【佐久間泰雄】タレントのビートたけしさん(66)が8日、瀬戸内海の小豆島(香川県)を訪れ、自身が構想した瀬戸内国際芸術祭の出展作品を見学した。
【特集】瀬戸内国際芸術祭可動式の作品で、地響きのような音とともに井戸からおのが刺さったオブジェが現れ、約8メートルの高さで水をはくもの。タイトルは「ANGER from the Bottom」(地底からの怒り)で、地域社会を結ぶ象徴だった井戸が使われなくなったメッセージが込められている。たけしさんが構想し、現代美術家のヤノベケンジさんが制作。春の瀬戸内国際芸術祭で出展され、20日に始まる夏会期でも目玉作品の一つとなる。
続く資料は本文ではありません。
Issue #3923, opened 2023-04-17
Add support to include the bookie sanity state in the bookie metrics.


rdhabalia:
### Motivation
Right now, Bookie metrics (Prometheus) don't show if Bookie's sanity is passing or not. and with container-based Prometheus bookie metrics which are used for monitoring, it will be really useful if metrics also show the bookie sanity state so, Prometheus can automatically scrape the bookie sanity state and one can set up monitoring on it. 
Therefore, add support to include the bookie sanity state in the bookie metrics.
For example:
```
URL: http://localhost:8000/metrics
:
# 1 shows bookie sanity is passing, 0 failed, -1 unknown
bookie_SERVER_SANITY 1
```

PR #3924, opened 2023-04-17
[stats][bookie] Add bookie sanity test metrics

rdhabalia:
### Motivation

It solves #3923 

Right now, Bookie metrics (Prometheus) don't show if Bookie's sanity is passing or not. and with container-based Prometheus bookie metrics which are used for monitoring, it will be really useful if metrics also show the bookie sanity state so, Prometheus can automatically scrape the bookie sanity state and one can set up monitoring on it. 
Therefore, add support to include the bookie sanity state in the bookie metrics.
For example:
```
URL: http://localhost:8000/metrics
:
# 1 shows bookie sanity is passing, 0 failed, -1 unknown
bookie_SERVER_SANITY 1
```

### Changes

- Add periodic task which performs sanity command on bookie and captures bookie sanity test periodically
- Reuse the `SanityTestCommnad` for this purpose but SanityTestCommand has lot of blocking IO which can cause thread blocking for metrics collection.
- Therefore, implement async method into `SanityTestCommnad` to avoid thread blocking and use it in metrics collection.

Master Issue: #3923

### DIFF
--- a/bookkeeper-server/src/main/java/org/apache/bookkeeper/bookie/BookieStateManager.java
+++ b/bookkeeper-server/src/main/java/org/apache/bookkeeper/bookie/BookieStateManager.java
@@ -173,7 +173,7 @@ public class BookieStateManager implements StateManager {
         };
         statsLogger.registerGauge(SERVER_SANITY, serverSanityGauge);
         stateService.scheduleAtFixedRate(() -> {
-            if (forceReadOnly.get() || bookieStatus.isInReadOnlyMode()) {
+            if (isReadOnly()) {
                 sanityPassed.set(1);
                 return;
             }
--- a/bookkeeper-server/src/main/java/org/apache/bookkeeper/bookie/BookieStateManager.java
+++ b/bookkeeper-server/src/main/java/org/apache/bookkeeper/bookie/BookieStateManager.java
@@ -23,22 +23,23 @@ package org.apache.bookkeeper.bookie;
 
 import static org.apache.bookkeeper.bookie.BookKeeperServerStats.BOOKIE_SCOPE;
 import static org.apache.bookkeeper.bookie.BookKeeperServerStats.CATEGORY_SERVER;
+import static org.apache.bookkeeper.bookie.BookKeeperServerStats.SERVER_SANITY;
 import static org.apache.bookkeeper.bookie.BookKeeperServerStats.SERVER_STATUS;
 
-import com.google.common.annotations.VisibleForTesting;
-import com.google.common.util.concurrent.ThreadFactoryBuilder;
 import java.io.File;
 import java.io.IOException;
 import java.io.UncheckedIOException;
 import java.net.UnknownHostException;
 import java.util.List;
 import java.util.concurrent.Callable;
-import java.util.concurrent.ExecutorService;
 import java.util.concurrent.Executors;
 import java.util.concurrent.Future;
+import java.util.concurrent.ScheduledExecutorService;
+import java.util.concurrent.TimeUnit;
 import java.util.concurrent.atomic.AtomicBoolean;
+import java.util.concurrent.atomic.AtomicInteger;
 import java.util.function.Supplier;
-import lombok.extern.slf4j.Slf4j;
+
 import org.apache.bookkeeper.conf.ServerConfiguration;
 import org.apache.bookkeeper.discover.BookieServiceInfo;
 import org.apache.bookkeeper.discover.RegistrationManager;
@@ -47,9 +48,15 @@ import org.apache.bookkeeper.stats.Gauge;
 import org.apache.bookkeeper.stats.NullStatsLogger;
 import org.apache.bookkeeper.stats.StatsLogger;
 import org.apache.bookkeeper.stats.annotations.StatsDoc;
+import org.apache.bookkeeper.tools.cli.commands.bookie.SanityTestCommand;
 import org.apache.bookkeeper.util.DiskChecker;
 import org.slf4j.Logger;
 import org.slf4j.LoggerFactory;
+
+import com.google.common.annotations.VisibleForTesting;
+import com.google.common.util.concurrent.ThreadFactoryBuilder;
+
+import lombok.extern.slf4j.Slf4j;
 
 /**
  * An implementation of StateManager.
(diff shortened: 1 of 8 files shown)


zymap (approved):

bookkeeper-server/src/main/java/org/apache/bookkeeper/tools/cli/commands/bookie/SanityTestCommand.java
```diff
@@ -81,59 +86,126 @@ public boolean apply(ServerConfiguration conf, SanityFlags cmdFlags) {
...
+                        return;
+                    }
+                    long lac = olh.getLastAddConfirmed();
+                    if (lac != (cmdFlags.entries - 1)) {
+                        lhFuture.completeExceptionally(new Exception("Invalid last entry found on ledger. expecting: "
+                                + (cmdFlags.entries - 1) + " -- found: " + lac));
+                        return;
+                    }
+                    lhFuture.complete(lh);
+                }, null);
```
hangc0276, line 152: We'd better add the `customMetadata` for the created ledger in order to find out orphan ledgers if the ledger delete failed.

bookkeeper-server/src/main/java/org/apache/bookkeeper/bookie/BookieStateManager.java
```diff
@@ -149,6 +160,30 @@ public Number getSample() {
...
+                return sanityPassed.get();
+            }
+        };
+        statsLogger.registerGauge(SERVER_SANITY, serverSanityGauge);
+        stateService.scheduleAtFixedRate(() -> {
+            if (forceReadOnly.get()) {
+                sanityPassed.set(1);
+                return;
+            }
+            SanityTestCommand.handleAsync(conf, new SanityTestCommand.SanityFlags()).thenAccept(__ -> {
```
hangc0276, line 180: Do we need to check whether the bookie is in ReadOnly mode? so that we can skip running the Sanity test.

hangc0276 (approved):
I'm not sure whether we need a flag to turn on/off the sanity test

bookkeeper-server/src/main/java/org/apache/bookkeeper/tools/cli/commands/bookie/SanityTestCommand.java
rdhabalia: this is existing code where we don't have handling for failed delete. this change only changes blocking IO to async to avoid thread-blocking while checking sanity. 
So, if we need any enhancement into existing codebase then we can address it in separate PR.

bookkeeper-server/src/main/java/org/apache/bookkeeper/bookie/BookieStateManager.java
rdhabalia: yes, it's checking at line#176

hangc0276: Line #176 only checks forceReadOnly, not check the bookie runs into ReadOnly due to the disk being full.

小豆島を初めて訪れたというたけしさんは「美術館で見たときよりも違和感がなくて感動した。醤油(しょうゆ)蔵の井戸があった所におくことができて、みごとにはまった。妙な気持ちでなんだか怖い」と語った。
ヤノベケンジさんは「作品が水の神様としてまつられ、何か必然的な大きな力が働いたような気がする。たけしさんは時代精神を読み取る現代のシャーマンかもしれない」と話した。